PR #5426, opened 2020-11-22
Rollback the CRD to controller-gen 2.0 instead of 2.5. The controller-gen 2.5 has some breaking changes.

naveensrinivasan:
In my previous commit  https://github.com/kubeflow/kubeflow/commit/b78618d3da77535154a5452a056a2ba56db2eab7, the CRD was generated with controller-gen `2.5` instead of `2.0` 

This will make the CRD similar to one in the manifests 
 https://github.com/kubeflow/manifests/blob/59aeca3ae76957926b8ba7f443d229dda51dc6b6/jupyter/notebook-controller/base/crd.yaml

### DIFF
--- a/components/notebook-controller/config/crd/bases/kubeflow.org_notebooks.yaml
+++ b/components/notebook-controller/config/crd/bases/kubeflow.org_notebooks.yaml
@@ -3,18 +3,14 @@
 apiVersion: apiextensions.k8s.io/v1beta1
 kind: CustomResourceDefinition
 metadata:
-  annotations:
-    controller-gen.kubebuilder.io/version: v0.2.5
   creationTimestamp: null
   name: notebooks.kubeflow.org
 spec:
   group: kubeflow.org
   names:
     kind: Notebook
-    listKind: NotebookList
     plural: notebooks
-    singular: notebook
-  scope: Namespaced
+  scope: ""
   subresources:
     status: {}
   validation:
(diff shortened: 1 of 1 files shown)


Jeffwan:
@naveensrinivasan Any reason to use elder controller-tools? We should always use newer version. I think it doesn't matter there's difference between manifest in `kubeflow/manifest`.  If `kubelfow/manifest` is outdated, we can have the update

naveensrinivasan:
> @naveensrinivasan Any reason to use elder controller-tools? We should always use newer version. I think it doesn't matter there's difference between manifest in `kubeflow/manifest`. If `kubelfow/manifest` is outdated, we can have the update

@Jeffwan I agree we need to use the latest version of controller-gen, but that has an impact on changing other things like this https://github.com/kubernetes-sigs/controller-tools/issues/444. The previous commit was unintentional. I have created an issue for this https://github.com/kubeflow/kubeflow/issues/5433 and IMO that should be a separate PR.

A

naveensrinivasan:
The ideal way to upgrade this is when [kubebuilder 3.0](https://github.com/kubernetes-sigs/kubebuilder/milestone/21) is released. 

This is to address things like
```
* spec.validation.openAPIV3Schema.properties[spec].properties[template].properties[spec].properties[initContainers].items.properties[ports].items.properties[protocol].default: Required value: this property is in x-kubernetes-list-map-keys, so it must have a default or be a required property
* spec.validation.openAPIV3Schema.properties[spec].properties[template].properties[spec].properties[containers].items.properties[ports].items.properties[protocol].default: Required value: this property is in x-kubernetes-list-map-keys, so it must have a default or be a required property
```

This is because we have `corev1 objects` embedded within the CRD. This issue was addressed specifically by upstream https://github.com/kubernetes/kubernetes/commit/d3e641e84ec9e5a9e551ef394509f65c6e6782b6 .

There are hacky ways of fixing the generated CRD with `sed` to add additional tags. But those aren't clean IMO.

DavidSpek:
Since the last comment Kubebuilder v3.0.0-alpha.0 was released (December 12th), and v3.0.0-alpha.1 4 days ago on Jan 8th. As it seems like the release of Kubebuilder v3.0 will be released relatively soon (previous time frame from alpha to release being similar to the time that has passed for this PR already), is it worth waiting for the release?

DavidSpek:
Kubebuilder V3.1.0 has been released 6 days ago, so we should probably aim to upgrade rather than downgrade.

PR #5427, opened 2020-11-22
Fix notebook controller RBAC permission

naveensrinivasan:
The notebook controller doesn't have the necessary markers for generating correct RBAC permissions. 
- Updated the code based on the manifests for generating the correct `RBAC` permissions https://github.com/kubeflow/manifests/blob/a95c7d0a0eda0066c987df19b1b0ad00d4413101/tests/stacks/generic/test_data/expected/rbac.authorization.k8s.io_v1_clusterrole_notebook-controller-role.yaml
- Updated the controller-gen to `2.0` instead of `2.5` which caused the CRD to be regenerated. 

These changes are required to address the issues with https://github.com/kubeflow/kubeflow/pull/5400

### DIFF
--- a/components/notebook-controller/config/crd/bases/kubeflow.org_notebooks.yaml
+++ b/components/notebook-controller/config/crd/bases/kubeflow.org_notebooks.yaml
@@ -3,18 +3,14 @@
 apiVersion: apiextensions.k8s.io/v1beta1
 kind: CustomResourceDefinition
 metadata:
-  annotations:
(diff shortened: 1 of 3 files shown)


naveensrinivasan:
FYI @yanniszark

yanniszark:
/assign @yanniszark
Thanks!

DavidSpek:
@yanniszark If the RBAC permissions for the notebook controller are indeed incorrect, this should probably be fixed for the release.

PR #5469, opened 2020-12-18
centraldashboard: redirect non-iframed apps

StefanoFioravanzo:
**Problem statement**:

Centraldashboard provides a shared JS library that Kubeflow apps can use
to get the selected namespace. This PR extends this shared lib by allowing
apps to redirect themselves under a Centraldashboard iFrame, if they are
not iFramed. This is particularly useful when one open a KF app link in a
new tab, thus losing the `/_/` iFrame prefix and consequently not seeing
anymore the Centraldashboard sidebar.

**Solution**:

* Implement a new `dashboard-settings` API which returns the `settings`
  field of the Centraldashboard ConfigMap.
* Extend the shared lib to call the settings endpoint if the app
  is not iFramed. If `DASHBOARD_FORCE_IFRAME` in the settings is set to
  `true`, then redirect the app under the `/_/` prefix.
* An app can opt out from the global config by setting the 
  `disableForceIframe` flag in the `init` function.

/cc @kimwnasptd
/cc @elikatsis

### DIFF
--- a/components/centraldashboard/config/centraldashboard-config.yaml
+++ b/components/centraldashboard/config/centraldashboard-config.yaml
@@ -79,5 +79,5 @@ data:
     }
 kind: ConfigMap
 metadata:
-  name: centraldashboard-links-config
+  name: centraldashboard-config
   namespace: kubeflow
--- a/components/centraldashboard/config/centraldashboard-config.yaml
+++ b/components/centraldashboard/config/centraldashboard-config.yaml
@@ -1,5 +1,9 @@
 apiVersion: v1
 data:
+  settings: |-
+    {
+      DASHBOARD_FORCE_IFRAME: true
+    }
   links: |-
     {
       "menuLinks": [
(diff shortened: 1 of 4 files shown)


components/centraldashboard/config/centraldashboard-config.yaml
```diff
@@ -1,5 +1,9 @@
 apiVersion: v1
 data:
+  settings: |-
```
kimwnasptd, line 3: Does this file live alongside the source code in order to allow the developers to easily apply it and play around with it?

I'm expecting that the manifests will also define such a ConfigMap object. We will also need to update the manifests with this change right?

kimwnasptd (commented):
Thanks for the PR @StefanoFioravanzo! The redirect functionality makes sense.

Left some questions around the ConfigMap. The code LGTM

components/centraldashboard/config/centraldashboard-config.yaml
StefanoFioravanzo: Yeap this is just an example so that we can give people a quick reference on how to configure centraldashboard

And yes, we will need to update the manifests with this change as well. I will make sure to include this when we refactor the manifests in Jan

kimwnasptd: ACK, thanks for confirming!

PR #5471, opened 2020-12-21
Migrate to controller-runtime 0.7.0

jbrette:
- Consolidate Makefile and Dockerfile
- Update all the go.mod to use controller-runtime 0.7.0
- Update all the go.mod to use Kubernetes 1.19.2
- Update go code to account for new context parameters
━━━━━━━━━━━━━━━━
## BRIEF
Restate the data word for word. Begin at its first line, end at the line that contains "In my previous", and include both.

## YOUR RESPONSE
PR #5426, opened 2020-11-22
Rollback the CRD to controller-gen 2.0 instead of 2.5. The controller-gen 2.5 has some breaking changes.

naveensrinivasan:
In my previous commit  https://github.com/kubeflow/kubeflow/commit/b78618d3da77535154a5452a056a2ba56db2eab7, the CRD was generated with controller-gen `2.5` instead of `2.0` 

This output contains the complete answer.